### Brief
In the data below, find each line that contains the word "sendJSONConfig" and copy it.

══════════

PR #1870, opened 2020-12-22
Ingest shaper

### LINKED ISSUE #1833: Add facility to run Z scripts at ingest

henridf:
This commit adds support for a running Z "shaper" script on incoming logs. This facility is intended for ETL tasks such as transforming record layouts and field names, casting leaf types, or policing incoming types against a set of admissible schemas. (Z script does not quite yet have the support for much of this, but that is imminent).

Closes #1833

### DIFF
--- a/api/client/connection.go
+++ b/api/client/connection.go
@@ -358,7 +358,7 @@ type LogPostOpts struct {
 	Shaper    ast.Proc
 }
 
-func (c *Connection) LogPostPath(ctx context.Context, space api.SpaceID, opts LogPostOpts, paths ...string) error {
+func (c *Connection) LogPostPath(ctx context.Context, space api.SpaceID, opts *LogPostOpts, paths ...string) error {
 	stream, err := c.LogPostPathStream(ctx, space, opts, paths...)
 	if err != nil {
 		return err
@@ -370,13 +370,13 @@ func (c *Connection) LogPostPath(ctx context.Context, space api.SpaceID, opts Lo
 	return payloads.Error()
 }
 
-func (c *Connection) LogPostPathStream(ctx context.Context, space api.SpaceID, opts LogPostOpts, paths ...string) (*Stream, error) {
+func (c *Connection) LogPostPathStream(ctx context.Context, space api.SpaceID, opts *LogPostOpts, paths ...string) (*Stream, error) {
 	body := api.LogPostRequest{
 		Paths:          paths,
 		JSONTypeConfig: opts.JSON,
 		StopErr:        opts.StopError,
 	}
-	if opts.Shaper != nil {
+	if opts != nil && opts.Shaper != nil {
 		raw, err := json.Marshal(opts.Shaper)
 		if err != nil {
 			return nil, err
--- a/api/client/connection.go
+++ b/api/client/connection.go
@@ -417,6 +417,9 @@ func (c *Connection) LogPostWriter(ctx context.Context, space api.SpaceID, opts 
 		SetResult(&api.LogPostResponse{}).
 		SetHeader("Content-Type", writer.ContentType())
 	if opts != nil {
+		if opts.Shaper != nil {
+			writer.SetShaper(opts.Shaper)
+		}
 		if opts.StopError {
 			req.SetQueryParam("stop_err", "true")
 		}
--- a/api/client/connection.go
+++ b/api/client/connection.go
@@ -14,6 +14,7 @@ import (
 	"time"
 
 	"github.com/brimsec/zq/api"
+	"github.com/brimsec/zq/ast"
 	"github.com/brimsec/zq/pcap/pcapio"
 	"github.com/brimsec/zq/zio/ndjsonio"
 	"github.com/go-resty/resty/v2"
@@ -354,9 +355,10 @@ type PcapReadCloser struct {
 type LogPostOpts struct {
 	JSON      *ndjsonio.TypeConfig
 	StopError bool
+	Shaper    ast.Proc
 }
 
-func (c *Connection) LogPostPath(ctx context.Context, space api.SpaceID, opts *LogPostOpts, paths ...string) error {
+func (c *Connection) LogPostPath(ctx context.Context, space api.SpaceID, opts LogPostOpts, paths ...string) error {
 	stream, err := c.LogPostPathStream(ctx, space, opts, paths...)
 	if err != nil {
 		return err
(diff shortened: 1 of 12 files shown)


api/client/multipartwriter.go
```diff
@@ -125,6 +135,17 @@ func (m *MultipartWriter) sendJSONConfig() error {
...
+	if m.shaper == nil {
+		return nil
+	}
+	w, err := m.form.CreateFormField("shaper_ast")
+	if err != nil {
+		return err
+	}
+	return json.NewEncoder(w).Encode(m.shaper)
+}
+
```
mattnibs, line 148: Can we drop the `sendJSONConfig` or would this be done later?

api/client/connection.go
```diff
@@ -368,11 +370,18 @@ func (c *Connection) LogPostPath(ctx context.Context, space api.SpaceID, opts *L
 	return payloads.Error()
 }
 
-func (c *Connection) LogPostPathStream(ctx context.Context, space api.SpaceID, opts *LogPostOpts, paths ...string) (*Stream, error) {
-	body := api.LogPostRequest{Paths: paths}
-	if opts != nil {
-		body.JSONTypeConfig = opts.JSON
-		body.StopErr = opts.StopError
+func (c *Connection) LogPostPathStream(ctx context.Context, space api.SpaceID, opts LogPostOpts, paths ...string) (*Stream, error) {
```
mattnibs, line 373: I would just assume keep this option a pointer so you don't have to do `api.LogPostOpts` in the vanilla post case.

api/client/connection.go
```diff
@@ -368,11 +370,18 @@ func (c *Connection) LogPostPath(ctx context.Context, space api.SpaceID, opts *L
...
+	}
+	if opts.Shaper != nil {
+		raw, err := json.Marshal(opts.Shaper)
+		if err != nil {
+			return nil, err
+		}
+		body.Shaper = raw
 	}
 	req := c.Request(ctx).
 		SetBody(body)
```
mattnibs, line 387: Shouldn't the methods `LogPost`, `LogPostReaders` and `LogPostWriter` also handle the `Shaper` option?

cmd/zapi/cmd/post/post.go
```diff
@@ -55,6 +55,9 @@ func (c *PostCommand) Run(args []string) (err error) {
 	if err != nil {
 		return err
 	}
+	if c.postFlags.shaperAST != nil {
+		c.logwriter.SetShaper(c.postFlags.shaperAST)
+	}
```
mattnibs, line 60: Perhaps in this case create a `LogPostOpts` with the ast and pass this into `LogPostWriter`?

ppl/zqd/ingest/multipartlogreader.go
```diff
@@ -46,6 +53,12 @@ read:
 		if zr == nil || err != nil {
 			return nil, err
 		}
+		if m.shaperAST != nil {
+			zr, err = driver.NewReader(context.Background(), m.shaperAST, m.zctx, zr)
+			if err != nil {
+				return nil, err
+			}
+		}
```
mattnibs, line 61: Consider moving this into the `next` function that creates the reader.

mattnibs (commented):
This great! Can't wait to use this on the timestamp transform for suricata!

mattnibs (approved):

api/client/multipartwriter.go
henridf: Hmm, I'm assuming no one is using `sendJSONConfig` on multi-upload endpoint? Happy to remove right away if that's the case.

ppl/zqd/ingest/multipartlogreader.go
```diff
@@ -57,14 +70,14 @@ read:
...
-			m.appendWarning(zr, err)
+			m.appendWarning(zr.(*zbuf.File), err)
 		}
 		goto read
 	}
 	return rec, err
 }
 
-func (m *MultipartLogReader) next() (*zbuf.File, error) {
+func (m *MultipartLogReader) next() (zbuf.ReadCloser, error) {
```
alfred-landrum, line 80: Can you explain why you needed to change this return type?

driver/driver.go
```diff
@@ -214,9 +216,14 @@ func NewReaderWithConfig(ctx context.Context, conf Config, program ast.Proc, zct
...
 	}
-	return &muxReader{
+	mr := &muxReader{
 		cancel:      cancel,
 		muxOutput:   mux,
 		statsTickCh: make(chan time.Time),
-	}, nil
+		zr:          ioutil.NopCloser(nil),
+	}
+	if _, ok := reader.(io.Closer); ok {
```
alfred-landrum, line 225: I'm not seeing why the changes required added this type assertion, can you briefly explain?

ppl/zqd/ingest/multipartlogreader.go
henridf: Because this might be passed to driver.NewReader which expects a zbuf.ReadCloser.

driver/driver.go
henridf: The reader might be a `multipart.Part` which needs to be closed.
One alternate implementation would be to change the signature to pass a `zbuf.ReadCloser` instead, and do away with the type assertion.

cmd/zapi/cmd/post/post.go
henridf: Absolutely! Not sure why I didn't do that in the first place.

api/client/multipartwriter.go
mattnibs: I would assume its being used (cc: @philrz). Isn't there some default jsonConfig we use for zeek logs and suricata logs? Perhaps wait until we have a shaper that replaces the legacy config?

api/client/connection.go
henridf: done in 085394f24905391eff81c5d9a26e0017284d9352

cmd/zapi/cmd/post/post.go
henridf: done in 085394f24905391eff81c5d9a26e0017284d9352

api/client/connection.go
henridf: Done in 9cfce89f151ce9b9497e4ffa92f5215b6c1c2f4e.

(I think passing a zero-valued struct is preferable to passing a nil, but that's best kept to a separate change)

api/client/multipartwriter.go
philrz: It's not clear from the code fragment alone what user-facing functionality we might be talking about dropping here. If we're talking about something the Brim app uses, yes, there's built-in JSON typing config for out-of-the-box Zeek v3.x that is applied whenever a user attempts to import NDJSON (in fact, I have PR https://github.com/brimsec/brim/pull/1307 up right now for review that proposes an adjustment for it so we're better prepared for Zeek v4.x). We put that in place way back when we weren't sure how many users would bring-their-own-Zeek-TSV-logs vs. bring-their-own-Zeek-NDJSON-logs vs. bring-their-own-pcaps. By now we know that pcaps are by far what's been most popular, and at this point I can't say I'm aware of any community user that actually imported their own Zeek NDJSON logs. That doesn't mean it hasn't happened... one of the negatives of something being built-in and "just working" is that users might try it and succeed and not think twice about it. That said, knowing how brittle it is. I'd be willing to guess it's not regularly used, if ever. The one community user I _do_ know that went down the route of creating custom NDJSON type configs ended up doing it with `zq` outside of Brim to turn their NDJSON into ZNG and then importing _that_ into Brim, for example.

If it's not hurting anything to leave it alone until the ingest shaper has reached feature parity with what was there before, that might be the safest option.

henridf: 👍 agreed

ppl/zqd/ingest/multipartlogreader.go
henridf: done in 6a76767624ade2687273a0b2d3dbeef14d2a7673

══════════

### Exercise output
@@ -125,6 +135,17 @@ func (m *MultipartWriter) sendJSONConfig() error {
mattnibs, line 148: Can we drop the `sendJSONConfig` or would this be done later?
henridf: Hmm, I'm assuming no one is using `sendJSONConfig` on multi-upload endpoint? Happy to remove right away if that's the case.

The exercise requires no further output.